新しいお母様のヒンヤリと乾いた声を聞き、私の胸には不安の雨雲が広がっていきました。
「いつも笑顔でいよう」
そう決めていましたが、お母様の言葉は「なによ?ヘラヘラ笑って」と決まって尖っていました。
毎日家の掃除を命じられ、薄汚れた私を見て、お姉様は「シンデレラ」と呼ぶようになりました。
「シンデレラ」とは「灰まみれ」という意味です。
一日が終わると、かび臭い屋根裏部屋に帰り、いつも涙をこぼしました。
さみしさと惨めさが混じり合い、心の隅々を染めていました。
ある晩、お城で舞踏会が開かれるので、おめかしの手伝いを命じられました。
お姉様の長い髪を編み上げながら、本当のお母様の髪を編んで差し上げた日のことを思い出していました。
お母様がシンデレラに「大きくなったら、一緒に舞踏会に行きましょうね」と言ってくれた時のことを。
「いってらっしゃい」
私はみんなをいつもの笑顔で見送りました。
ずっと向うに見えるお城は両手をかざしたくなるくらい、温かな光に包まれていました。
「私も・・・私もあそこに行きたい・・・」
思わず本音がこぼれたその瞬間でした。
目の前に不思議な輝きが!
一体シンデレラに何が起こったのでしょう。
『シンデレラが語るシンデレラ』の素敵なところ
- 徹底的な一人称視点の文章と絵
- シンデレラの心の機微がとてもよくわかる心理描写
- シンデレラが振り絞った勇気
この絵本の特徴はなんと言っても、一人称視点に徹底的にこだわった作りにあるでしょう。
文章はもちろん一人称視点で語られ、他の登場人物の心理描写などは出てきません。
シンデレラの思ったこと、見聞きしたことのみで語られます。
また、絵も一人称視点を徹底しています。
自分の姿で見えるのは、手と足ぐらい。
それ故にとても臨場感があり、ドアを開ければ、本当に自分がドアを開けたような感覚に。
服がドレスになったあと鏡を見る時には、読み手もシンデレラ同様に、鏡を見たタイミングで初めてドレスを目にします。
その時の子どもたちの反応はまさにシンデレラとシンクロしたもの。
「わ~」「素敵!」
と、シンデレラと同じ表情をしていることでしょう。
また、シンデレラの心理描写もわかりやすいだけでなく、文学的で美しく表現されているのも素敵なところ。
お父様が亡くなった時には「夜空から星が残らず消えたような気持ち」
魔法使いのお婆さんが出てきたときには「だれ?魔法使い?本当?どうして?色んなハテナが一度にのどに押し寄せて」
と言ったように、どんな気持ちだったのかが、手に取るようにわかる文章で描かれ、文学的な表現もとてもイメージしやすいものになっているのです。

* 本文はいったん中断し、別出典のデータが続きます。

PR #748, opened 2020-04-01
Only roll nodes when they aren't in sync with provider operator

tuommaki:
It is difficult to detect different change scenarious with Azure APIs /
infrastructure and that has invoked full upgrade process e.g. when creating
cluster or scaling despite of many checks that try to test for such situation.

On principal rolling of node should not be needed other than when clusters are
upgrading or when certificates need renewal. This change introduces first of
these so upgrade process only executes through when there are nodes with old
azure-operator version labels. Similar case for expiring certificates should be
added later if needed.

### DIFF
--- a/service/controller/resource/instance/create_cluster_upgrade_requirement_check.go
+++ b/service/controller/resource/instance/create_cluster_upgrade_requirement_check.go
@@ -3,9 +3,14 @@ package instance
 import (
 	"context"
 
+	"github.com/coreos/go-semver/semver"
 	providerv1alpha1 "github.com/giantswarm/apiextensions/pkg/apis/provider/v1alpha1"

そんなシンデレラですが、この絵本のシンデレラは最後に自分に意思で王子様との結婚をつかみ取ります。
このシンデレラは王子様に見つけてもらい、ガラスの靴を履いてみるわけではありません。
勇気をもって、自分からガラスの靴を履きに来るのです。
その姿はこれまでの過程でシンデレラとシンクロしている子どもたちにも、勇気をくれます。

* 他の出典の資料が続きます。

PR #756, opened 2020-04-03
Use flatcar as distro

MarcelMue:
Switching to flatcar together with using the `containerlinux` version from releases.


service/controller/resource/instance/deployment.go
```diff
@@ -38,6 +38,16 @@ func (r Resource) newDeployment(ctx context.Context, obj providerv1alpha1.AzureC
 		workerBlobName,
 	}
 
+	var distroVersion string
+	{
+		for _, component := range cc.Release.Components {
+			if component.Name == key.ContainerLinuxComponentName {
+				distroVersion = component.Version
```
MarcelMue, line 45: Getting the version out of the components.

service/controller/key/key.go
```diff
@@ -52,7 +52,7 @@ const (
 	CertificateEncryptionKeyName   = "encryptionkey"
 	CertificateEncryptionIVName    = "encryptioniv"
 
-	CoreosVersion = "2303.4.0"
+	ContainerLinuxComponentName = "containerlinux"
```
omegas27, line 55: Maybe for the future but should that key not be operator system?

service/controller/resource/instance/types.go
```diff
@@ -35,24 +33,24 @@ type nodeOSImage struct {
...
 
 // newNodeOSImage provides OS information for Container Linux
-func newNodeOSImageCoreOS() nodeOSImage {
+func newNodeOSImage(distroVersion string) nodeOSImage {
 	return nodeOSImage{
-		Offer:     "CoreOS",
-		Publisher: "CoreOS",
-		SKU:       "Stable",
-		Version:   key.CoreosVersion,
+		Offer:     "flatcar-container-linux",
```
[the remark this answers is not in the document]
omegas27: Could we add metadata in the release CR so the publisher, sku and offer can be extracted from the CR instead of hardcoded?

integration/setup/common.go
```diff
@@ -132,7 +132,7 @@ func common(ctx context.Context, config Config) error {
 					},
 					{
 						Name:    "containerlinux",
```
omegas27, line 134: is flatcar still considered containerlinux?

service/controller/resource/instance/deployment.go
omegas27: Why not call it osversion?

service/controller/resource/instance/types.go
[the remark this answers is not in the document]
MarcelMue: I thought about this but I don't want to include provider specific information in the releases somehow. We would then also need to do this for AWS and so on.

integration/setup/common.go
MarcelMue: AFAIK yes - it's just a fork/continuation.

service/controller/key/key.go
MarcelMue: True when we move away from `containerlinux` eventually - I didn't want to overdo it here :D

service/controller/resource/instance/deployment.go
MarcelMue: @stone-z called it the same in `kvm-operator ` AFAIK - so I wanted to be consistent. Maybe we change it everywhere?
I have no strong opinion here.

service/controller/resource/instance/types.go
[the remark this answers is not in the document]
omegas27: I understand, that is why I was thinking of some sort of metadata solution but maybe we can remove this hardcoded solution in another way

service/controller/resource/instance/deployment.go
omegas27: If that is ok with you, sure :) I just wanted to avoid discrepancies between OS and Distro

シンデレラの「まって!」の一言に、子どもたちも息を飲み、その後の結末を見届けます。
みんな結末を知っているのに、まるで初めて見る物語のように真剣な顔をしている子どもたちがとても印象的でした。
徹底的に一人称視点にこだわることで、見事に子どもとシンデレラをシンクロさせる。
まさに人生を追体験できる絵本です。